Carias wrote the book because there weren’t a lot of Spanish-language college preparation materials for parents. He also leads workshops for families to help them understand the process.
Carias believes the influence of family in college decisions is huge. “Sometimes the parents aren’t involved, and the student is left on his or her own to make that decision,” he says. “Sometimes parents really don’t understand the nature of leaving to [go to] school, for moving out, for moving into the dorms and going far away.”
This is especially common when a student is the first in the family to go to college, or from a family in which students are expected to help out their parents or siblings.
Luz Borjón, a counselor who helps low-income students at Cal State University Los Angeles, says she sees a lot of students who feel they can’t leave their families behind.
“I have a student who is a Roosevelt graduate who got into Berkeley, but she ended up here at Cal State LA because her mom’s a single mom in the housing projects, and there was no way she was going to go to Berkeley and leave her mom alone,” says Borjon.
Carlos Jiménez, a U.S. history and Chicano studies teacher at Francisco Bravo Medical Magnet and the author of the textbook, “The Mexican American Heritage,” says a family’s feelings about college depends upon parents’ own experiences.
“Some of the immigrant parents were college graduates back in their home country, so they know it’s a necessity,” says Jiménez. “On the other hand, some are immigrant parents from a different culture, and they have no experience with college themselves.”
In many families, girls feel even stronger pressure to stay at home and care for younger siblings or help out their mothers.
One family’s belief: girls “more fragile”
Lisette Castro, a senior at Bravo Medical Magnet, says, “My parents believe that because I’m a female, I’m more ‘fragile’ and should therefore stay close to home.”
While her brother attends the University of California at Davis, she says, “My parents don’t want me to leave the state or city. I feel like if I live far away it’ll create tension in our family.” Castro has applied to schools both in California and out of state.
Some parents say the reason they object to their children leaving is to keep the family together, but Jimenez, the Francisco Bravo teacher, says it sometimes has more to do with fear of the unknown. “The parents didn’t go to college themselves, so they’re afraid of what’s going to happen to the kid in a different school in a different city,” says Jiménez.
In his workshops, Carias says he tries to show parents that their children’s college experience away from home would not be that different than their own as immigrants. “The ones that migrated here from Mexico or Central America or another country embarked on a journey on their own,” he says. “Some of them had to go through fences, borders and by themselves and landed here not knowing the language.”
Sometimes it’s the student who doesn’t want to leave home. Daisy Calvary, 19, who attends Cal State Fullerton, says fear influenced her decision.

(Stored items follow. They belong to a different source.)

PR #4285, opened 2026-07-29
hal: Update inihal, halui and motion-logger to getter/setter

BsAtHome:
The conversion of inihal and halui are quite straight forward albeit many pins. The challenge is in the dual use of the structure construct where it both handled creation of the version in HAL memory with the pins and a copy structure using the underlying types.
There is a caveat where the code needs to change when we do the 64-bit cleanup. The expansion used with the macros is based on concatenation and both 32-bit and 64-bit integers are using the same hal type (hal_[su]int_t), but the getter/setter is called hal_[gs]et_[us]i32(). The sint/uint vs ui32/si32 mismatch is solved by a temporary typedef, but that excludes using both 64- and 32-bit versions simultaneously because the compiler would see the overlap and complain. There are at present no 64-bit pins in these components so the problem is not serious and should solve itself when we do the 64-bit cleanup.

The motion-logger update is rather trivial.

### DIFF
--- a/src/emc/motion-logger/motion-logger.c
+++ b/src/emc/motion-logger/motion-logger.c
@@ -38,7 +38,7 @@
 #include "motion/axis.h"
 
 static struct motion_logger_data_t {
-    hal_bit_t *reopen;
+    hal_bool_t reopen;
 } *motion_logger_data;
 
 FILE *logfile = NULL;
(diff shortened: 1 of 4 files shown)


src/emc/motion-logger/motion-logger.c
```diff
@@ -296,13 +296,12 @@ int main(int argc, char* argv[]) {
         exit(EXIT_FAILURE);
     }
     int r;
-    if((r = hal_pin_bit_new("motion-logger.reopen-log", HAL_IO, &motion_logger_data->reopen, mot_comp_id)) < 0) {
+    if((r = hal_pin_new_bool(mot_comp_id, HAL_IO, &motion_logger_data->reopen, 0, "motion-logger.reopen-log")) < 0) {
         hal_exit(mot_comp_id);
         errno = -r;
         perror("hal_pin_bit_new");
```
grandixximo: revise the error too?

BsAtHome: Yes, indeed.

FWIW, handling errors and giving messages is not the code's strong suite (everywhere) ;-)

“I feel that staying closer to home meant being closer to family,” says Calvary. “Family is everything. I was scared to live far from my parents and sister and brother. It was between Davis and Fullerton. I felt safer with Fullerton.”
Carias agrees that staying closer to home might be the right option for some. Those who want to go away should start the conversation with parents early on.
“You have to prepare them, because it’s something new culturally,” he says. “It’s something new especially if the student is going to be the first in their family to go to college and especially if they’re going to be moving into dorms.”
Zola Cervantes is a senior at Francisco Bravo Medical Magnet High School in Boyle Heights.